Issue #688, opened 2021-10-21
avax c chain integration


Sonmezturk:
Can anyone do avax c chain integration?

PR #841, opened 2022-12-05
feat: evm abstraction (add avalanche)

kaladinlight:
- add common evm interfaces for coin specific implementations on top of base `ethrpc` logic for layer 1 only (ethclient, rpc client, block header, client subscription)
- expose struct values to allow use and configuration
- move coin specific configuration to `Initialize()`

Add Avalanche using EVM Abstraction:
- avax specific structs to implement evm interfaces
- additional abstraction around `ChanNewBlock` to allow for chain specific block headers
- avalanche specific error handler case in `ethrpc` (open to suggestions)
- chain config and tests
- upgrade go 1.18 (supports avax dependencies)

PENDING:
- verify backend config spins up valid full node
- fix wonky commit history

NOTES:
- I am not sure how much of this can be leveraged or the additional work required for an evm abstraction for the https://github.com/trezor/blockbook/tree/eth_update work...


kaladinlight:
closes: https://github.com/trezor/blockbook/issues/688

martinboehm:
Hi. Looks like an interesting work. However, we are almost releasing a new version of Blockbook, from the [`v0.4.0`](https://github.com/trezor/blockbook/tree/v0.4.0) branch, which contains a major ETH support improvement. It does not make any sense to merge your PR to the current `master` as it would create conflicts with the `v0.4.0`.

I would suggest the following:
1. you can try to rebase and adapt your work on the `v0.4.0` (however, there may still be some force pushes to the branch so be warned). Or you can wait a couple of weeks when we merge the branch to `master` and release the new version.
2. split the work into 2 PRs: one changing the current ETH code, adding the EVM abstraction and a second one adding the avalanche implementation, based on the first PR. This way the changes will be more under control.

kaladinlight:
> Hi. Looks like an interesting work. However, we are almost releasing a new version of Blockbook, from the [`v0.4.0`](https://github.com/trezor/blockbook/tree/v0.4.0) branch, which contains a major ETH support improvement. It does not make any sense to merge your PR to the current `master` as it would create conflicts with the `v0.4.0`.
> 
> I would suggest the following:
> 
> 1. you can try to rebase and adapt your work on the `v0.4.0` (however, there may still be some force pushes to the branch so be warned). Or you can wait a couple of weeks when we merge the branch to `master` and release the new version.
> 2. split the work into 2 PRs: one changing the current ETH code, adding the EVM abstraction and a second one adding the avalanche implementation, based on the first PR. This way the changes will be more under control.

That is great news to hear `v0.4.0` is getting close to being released. I was aware of the work being done there, but wasn't quite sure as to the timeline. As we are planning to upgrade and make use of all of the improvements being brought in, I will see how this strategy fits in with the updates. I don't think it is worth bringing over before the update, but I did want to at least get some eyes on the idea and show it being used effectively with a new evm chain.

Huge props on the eth update by the way, super excited about it! I will work on bringing things over to that release and see where things stand. Cheers.

kaladinlight:
@martinboehm I'm also curious about the backend config setups as these chains are getting more and more complicated (ie. secondary consensus clients). The current setup assumes one backend. How important is it for a coin addition to have a fully functioning backend setup at this point (ie. geth setup doesn't deploy a beacon chain resulting in the backend being broken essentially).

martinboehm:
We solved it by a special, backend only config for the consensus layer, which has configuration matching the corresponding execution layer in the standard config. Check for example https://github.com/trezor/blockbook/blob/v0.4.0/configs/coins/ethereum_archive.json + https://github.com/trezor/blockbook/blob/v0.4.0/configs/coins/ethereum_archive_consensus.json.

★ ★ ★ ★ ★

What is expected — Which of the lines above carry the string "getting"? Pick them out and copy them.

Answer for this exercise —
That is great news to hear `v0.4.0` is getting close to being released. I was aware of the work being done there, but wasn't quite sure as to the timeline. As we are planning to upgrade and make use of all of the improvements being brought in, I will see how this strategy fits in with the updates. I don't think it is worth bringing over before the update, but I did want to at least get some eyes on the idea and show it being used effectively with a new evm chain.
@martinboehm I'm also curious about the backend config setups as these chains are getting more and more complicated (ie. secondary consensus clients). The current setup assumes one backend. How important is it for a coin addition to have a fully functioning backend setup at this point (ie. geth setup doesn't deploy a beacon chain resulting in the backend being broken essentially).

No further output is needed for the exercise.